You can also download images directly as a Picture object. To see other possible values, open up Object Browser with F2 and type Async into the search field.


*Possible issues*
Showing a message box seems to entirely prevent events from triggering under the IDE. I haven't tested compiled, but I believe it works just fine there: timer events don't run in the IDE when a messagebox is shown, but compiled it works just fine.


*Updates!*
2008-09-14: changed Data to string from byte array and made a check for if any data was received to avoid an error.

----------


## guitar

It is indeed the easiest way I've ever known to do it but I prefer to use the Winsock API or the control, mainly because:

1.) Most cases, you don't need large file downloads, but depending on what you are making (like a download manager, for example), you are limited to 2GB.

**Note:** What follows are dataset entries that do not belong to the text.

PR #9762, opened 2024-11-19
refactor: optimize flags and SetLabel

dsseng:
Do not do string lookups in repetitive calls. We do not support changing SELinux status during runtime, so once we read this we can assume status does not change.

Also avoid unneeded FS writes when appropriate label is already set on file.

### DIFF
--- a/internal/pkg/selinux/selinux.go
+++ b/internal/pkg/selinux/selinux.go
@@ -6,12 +6,14 @@
 package selinux
 
 import (
+	"bytes"
 	_ "embed"
 	"log"
 	"os"
+	"sync"
 
+	"github.com/pkg/xattr"
 	"github.com/siderolabs/go-procfs/procfs"
-	"golang.org/x/sys/unix"
 
 	"github.com/siderolabs/talos/pkg/machinery/constants"
 )
@@ -23,7 +25,7 @@ var policy []byte
 // the kernel command line. It returns true if SELinux is enabled,
 // otherwise it returns false. It also ensures we're not in a container.
 // By default SELinux is disabled.
-func IsEnabled() bool {
+var IsEnabled = sync.OnceValue(func() bool {
 	if _, err := os.Stat("/usr/etc/in-container"); err == nil {
 		return false
 	}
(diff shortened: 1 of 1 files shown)


internal/pkg/selinux/selinux.go
```diff
@@ -6,54 +6,84 @@
...
 	"github.com/siderolabs/go-procfs/procfs"
-	"golang.org/x/sys/unix"
 
 	"github.com/siderolabs/talos/pkg/machinery/constants"
 )
 
 //go:embed policy/policy.33
 var policy []byte
 
+var isEnabled, checkedEnabled, isEnforcing, checkedEnforcing bool
```
DmitriyMV, line 23: I know this code is sequential, but I really don't like the idea of the global mutable variables. Also `is|checked` combo can be replaced with `optional.Optional[bool]`.

dsseng: Another option could be defining functions as constants using [OnceValue](https://pkg.go.dev/sync#OnceValue). To me global variable also seems not a really great idea, so perhaps this is more atomic.

albert849: Great job

smira: I think `IsEnabled`/`IsEnforcing` is better as `sync.OnceValue` - we can't guarantee they won't be called concurrently.

DmitriyMV: I agree. I think you can store `sync.OnceValue` inside unexported variable, move logic there and call this variable from the existing function.

dsseng: Yes, will do like this

internal/pkg/selinux/selinux.go
```diff
@@ -6,54 +6,75 @@
...
 	val := procfs.ProcCmdline().Get(constants.KernelParamSELinux).First()
 
 	return val != nil && *val == "1"
+})
+
+// IsEnabled checks if SELinux is enabled on the system by reading
+// the kernel command line. It returns true if SELinux is enabled,
+// otherwise it returns false. It also ensures we're not in a container.
+// By default SELinux is disabled.
+func IsEnabled() bool {
```
smira, line 38: We could probably have var IsEnabled= sync.OnceValue

smira (approved):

2.) I've had problems with this launching the user's default download manager (ie: Download Accelerator Pro). But it only happened in a few cases, I was never entirely sure why.

But if these 2 things aren't a problem then it is really the easiest and cleanest way to do it I think...

----------


## Merri

I guess one of the favorite uses would be an automatic updater.

On the first point, have you tried to let it download to file to see whether that limitation is true? You can't load 2 GB to byte array anyway as in most cases people run out of memory before that. However, these days I wouldn't download _anything_ 2 GB of size if it isn't a torrent.

----------


## guitar

I'm assuming it's limited to 2GB by the fact that the AsyncProp's "BytesMax" and other members are of type Long. Maybe I am wrong about that?

Works perfect for an auto updater and other things like that.

Maybe you can try to see if it starts the user's default download manager, that's the only reason I stopped using it.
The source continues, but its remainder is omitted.